■ Task objective ■
The lines needed are those from the start of the records through the line holding "current weback configuration", each copied exactly.

Items from a dataset:
=== Begin Enclosure ===
PR #97, opened 2017-12-13
Improve dev experience 💻✨

msanroman:
### Purpose

To improve dev experience by moving webpack bundling outside the container and fixing HMR.

### Notes

To make sure you have the last version of the devtools installed, please run:

`rm -rf node_modules && yarn run clean && yarn`

After that, just remember to have always `yarn watch` running while coding :)

### DIFF
--- a/packages/server/webpack.config.dev.js
+++ b/packages/server/webpack.config.dev.js
@@ -1,4 +1,5 @@
 const webpack = require('webpack');
+const fs = require('fs');
 const config = require('./webpack.config');
 
 // NOTE: Bugsnag will not notify in local setup with current weback configuration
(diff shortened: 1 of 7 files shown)


packages/server/webpack.config.dev.js
```diff
@@ -7,11 +8,27 @@ config.devtool = 'cheap-module-eval-source-map';
...
   new webpack.HotModuleReplacementPlugin(),
+  new webpack.NamedModulesPlugin(),
 );
 
+config.devServer = {
+  hot: true,
+  publicPath: config.output.publicPath,
+  contentBase: false,
+  port: 8080,
+  host: 'analyze.local.buffer.com',
```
=== End Enclosure ===
■ Result ■
PR #97, opened 2017-12-13
Improve dev experience 💻✨

msanroman:
### Purpose

To improve dev experience by moving webpack bundling outside the container and fixing HMR.

### Notes

To make sure you have the last version of the devtools installed, please run:

`rm -rf node_modules && yarn run clean && yarn`

After that, just remember to have always `yarn watch` running while coding :)

### DIFF
--- a/packages/server/webpack.config.dev.js
+++ b/packages/server/webpack.config.dev.js
@@ -1,4 +1,5 @@
 const webpack = require('webpack');
+const fs = require('fs');
 const config = require('./webpack.config');
 
 // NOTE: Bugsnag will not notify in local setup with current weback configuration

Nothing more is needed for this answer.